Is it possible to implement event filtering (and/or routing) in a managed Splunk Cloud deployment without the usage of an on-prem Heavy Forwarder?
The scenario is:
- Running a managed Splunk Cloud instance
- Need to ingest AWS Cloudtrail logs (preferably using the "AWS Add-on" app and configure a SQS-Based S3 input)
- Need to filter out the majority of Cloudtrail events before they hit the Index and so impact the license
- (Critical requirement) Need to avoid "external" self-managed components like Heavy Forwarders (main reason to get a managed Cloud instance)
If the answer is no, I am also open to other suggestions.

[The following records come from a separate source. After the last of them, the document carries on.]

PR #655, opened 2021-03-01
Snakemake newer version

Maarten-vd-Sande:
Let's see. It's good to try to keep up to date. 

One of the problems we have with newer snakemake versions is that it ignores some RNA-seq steps.

**Checklist**
- [ ] I updated the CHANGELOG


Maarten-vd-Sande:
Changing the `run:` directive to `script:` directive does not solve this :sob:

siebrenf:
the checkpoint is used in 5 tests, and fails consistently in 4!
- fails in 3 gene counts tests
- works in trackhub
- fails multiQC

siebrenf (approved):

PR #661, opened 2021-03-09
fix

### LINKED ISSUE #660: FR: fastq naming convention
**Is your feature request related to a problem? Please describe.**
Fastq files are currently made with a "new" extension: https://support.illumina.com/help/BaseSpace_OLH_009008/Content/Source/Informatics/BS/NamingConvention_FASTQ-files-swBS.htm ending with 001

Should we change our fqext settings? Or should we auto-detect this somehow? :thinking:

siebrenf:
fix #660 by gzipping and renaming local fastqs.
We might not need to gzip, and we could symlink instead. What do you think Maarten?

**Checklist**
- [x] I updated the CHANGELOG


Maarten-vd-Sande:
Why can't we do something like `renamefastq_PE`? Best to have it as rules I guess.

gzipping is not necessary at all, since trimmers work with and without zipped fastqs. Also that will take a while, so s2s is just hanging waaay to long before it actually starts

Maarten-vd-Sande:
@siebrenf Sorry I kinda forgot about this. What's the status on this, some tests are failing? I guess only accepting gzipped is fine, we can't be expected to cover **everything**

siebrenf:
its... almost working :p
image

I'll fix this soon<sup>tm</sup>

tests/dag_tests.sh
```diff
@@ -63,8 +63,8 @@ if [ $1 = "alignment" ]; then
   printf "\ndownload default\n"
   seq2science run download-fastq -n --configfile tests/$WF/default_config.yaml --snakemakeOptions quiet=True | tee tests/local_test_results/${1}_dag
   assert_rulecount $1 runs2sample 3
-  assert_rulecount $1 ena2fastq_SE 5
-  assert_rulecount $1 ena2fastq_PE 1
+  assert_rulecount $1 'ena2fastq_SE|sra2fastq_SE' 5
+  assert_rulecount $1 'ena2fastq_PE|sra2fastq_PE' 1
```
Maarten-vd-Sande, line 67: Nice, but also not nice. ENA was down couple days, so that is annoying. However if something gets broken in ena downloading we won't realize

seq2science/rules/qc.smk
```diff
@@ -670,23 +670,26 @@ rule multiqc:
...
             # therefore we can not just always start trimming paired-end even though
             # the samples are paired-end (ish)
             read_id = get_bustools_rid(config.get("count"))
             if read_id == 0:
-                return expand([f"{{qc_dir}}/fastqc/{sample}_R1_fastqc.zip",
-                               f"{{qc_dir}}/fastqc/{sample}_R1_trimmed_fastqc.zip",
-                               f"{{qc_dir}}/trimming/{sample}_R1.{{fqsuffix}}.gz_trimming_report.txt"],
+                return expand([f"{{qc_dir}}/fastqc/{sample}_{{fqext1}}_fastqc.zip",
+                               f"{{qc_dir}}/fastqc/{sample}_{{fqext1}}_trimmed_fastqc.zip",
+                               f"{{qc_dir}}/trimming/{sample}_{{fqext1}}.{{fqsuffix}}.gz_trimming_report.txt"],
```
Maarten-vd-Sande, line 687: :see_no_evil:

tests/dag_tests.sh
siebrenf: Samples will always be downloaded from ENA if it is up. We'd need some samples available only from SRA if you want to properly test both sets of rules. Ill make a separate issue for this.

Note: I am aware that AWS Add-on allows to setup a "Generic S3" input for Cloudtrail that implements "in-line" event blacklisting. Unfortunately this is not an option in my scenario as the input type is way too heavy on S3 operations.
Yes, you can do that with below props and transforms.conf configuration. You need to put this on Indexer on Cloud instance. This configuration will stop the event from indexing on the indexer.
props.conf [<source/sourcetype/host on which you want to filter the events>] TRANSFORMS-filter_events = filter_events_tr transforms.conf [filter_events_tr] REGEX = <regex which defined which events to be filtered out from _raw> DEST_KEY = queue FORMAT = nullQueue
Hope this helps!!!
Thank you @VatsalJagani !
Follow-up question - what's the best way to manage props/transform files in a Cloud instance? I have heard you can manage those through vetted apps, but the process of updating an app through Splunk support can be tedious and slow sometimes...
@stefanovalentino - No, In Splunk cloud, the only way is that you ask the support team to put these configurations. As this requires backend access. Even if there would have been a way, I would have recommend that you go through Cloud support team.